#### Material to process ####
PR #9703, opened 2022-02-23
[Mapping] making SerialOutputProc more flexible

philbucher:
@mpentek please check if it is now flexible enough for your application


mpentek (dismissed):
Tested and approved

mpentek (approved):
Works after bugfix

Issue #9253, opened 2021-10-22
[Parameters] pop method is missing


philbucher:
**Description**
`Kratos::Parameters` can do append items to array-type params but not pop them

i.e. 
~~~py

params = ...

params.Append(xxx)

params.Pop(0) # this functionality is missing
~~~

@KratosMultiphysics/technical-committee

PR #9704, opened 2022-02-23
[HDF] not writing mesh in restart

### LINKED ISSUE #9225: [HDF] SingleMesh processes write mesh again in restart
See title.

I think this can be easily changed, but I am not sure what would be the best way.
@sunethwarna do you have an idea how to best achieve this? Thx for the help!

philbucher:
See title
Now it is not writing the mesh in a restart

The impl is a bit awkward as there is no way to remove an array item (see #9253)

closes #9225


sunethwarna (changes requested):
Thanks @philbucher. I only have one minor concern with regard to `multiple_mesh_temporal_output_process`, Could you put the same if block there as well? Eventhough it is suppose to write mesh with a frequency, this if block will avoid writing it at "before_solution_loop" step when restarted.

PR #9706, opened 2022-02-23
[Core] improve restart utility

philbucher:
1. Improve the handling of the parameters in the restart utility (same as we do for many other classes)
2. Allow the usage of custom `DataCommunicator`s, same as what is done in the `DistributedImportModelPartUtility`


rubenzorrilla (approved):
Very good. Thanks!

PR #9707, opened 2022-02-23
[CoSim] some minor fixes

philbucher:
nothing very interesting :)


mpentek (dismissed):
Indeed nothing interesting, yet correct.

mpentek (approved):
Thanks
####
#### Material to process ####
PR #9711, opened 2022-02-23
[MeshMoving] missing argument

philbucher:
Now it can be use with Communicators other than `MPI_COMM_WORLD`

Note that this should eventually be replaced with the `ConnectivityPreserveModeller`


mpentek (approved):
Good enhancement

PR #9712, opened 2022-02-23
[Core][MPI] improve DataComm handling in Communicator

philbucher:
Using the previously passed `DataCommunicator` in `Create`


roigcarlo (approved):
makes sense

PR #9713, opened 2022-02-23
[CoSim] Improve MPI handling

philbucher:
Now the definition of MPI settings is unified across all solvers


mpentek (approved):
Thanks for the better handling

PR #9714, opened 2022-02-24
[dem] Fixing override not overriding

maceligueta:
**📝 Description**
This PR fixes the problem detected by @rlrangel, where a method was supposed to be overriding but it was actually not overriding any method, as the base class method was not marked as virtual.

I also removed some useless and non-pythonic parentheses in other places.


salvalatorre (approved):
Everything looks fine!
####
#### Material to process ####
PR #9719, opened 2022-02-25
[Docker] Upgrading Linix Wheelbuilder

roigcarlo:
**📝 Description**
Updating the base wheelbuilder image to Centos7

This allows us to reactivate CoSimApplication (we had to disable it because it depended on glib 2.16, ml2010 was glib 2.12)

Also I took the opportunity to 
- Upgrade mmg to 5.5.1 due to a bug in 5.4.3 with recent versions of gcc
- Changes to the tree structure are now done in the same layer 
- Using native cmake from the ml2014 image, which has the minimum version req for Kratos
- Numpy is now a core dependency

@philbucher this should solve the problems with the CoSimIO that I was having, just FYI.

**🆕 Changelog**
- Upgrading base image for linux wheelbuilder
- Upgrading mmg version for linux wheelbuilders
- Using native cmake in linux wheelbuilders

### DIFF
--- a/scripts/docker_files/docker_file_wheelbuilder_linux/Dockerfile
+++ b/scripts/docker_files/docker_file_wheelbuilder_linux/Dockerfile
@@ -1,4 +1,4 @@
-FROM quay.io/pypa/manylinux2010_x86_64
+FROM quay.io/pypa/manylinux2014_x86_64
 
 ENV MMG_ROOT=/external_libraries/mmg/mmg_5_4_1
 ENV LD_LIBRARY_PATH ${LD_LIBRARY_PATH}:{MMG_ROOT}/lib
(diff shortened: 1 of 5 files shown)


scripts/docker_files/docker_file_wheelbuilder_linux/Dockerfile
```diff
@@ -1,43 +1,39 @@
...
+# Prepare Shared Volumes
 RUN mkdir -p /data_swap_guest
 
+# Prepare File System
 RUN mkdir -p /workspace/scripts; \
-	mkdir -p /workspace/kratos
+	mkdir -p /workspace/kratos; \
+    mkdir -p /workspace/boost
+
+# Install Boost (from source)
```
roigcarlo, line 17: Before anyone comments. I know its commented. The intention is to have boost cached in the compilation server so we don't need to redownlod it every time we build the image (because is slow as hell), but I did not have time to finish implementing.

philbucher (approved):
####
**Assigned task**:
All lines above holding the word "params" make up the answer; copy each one.

**Response to the task**:
`Kratos::Parameters` can do append items to array-type params but not pop them
params = ...
params.Append(xxx)
params.Pop(0) # this functionality is missing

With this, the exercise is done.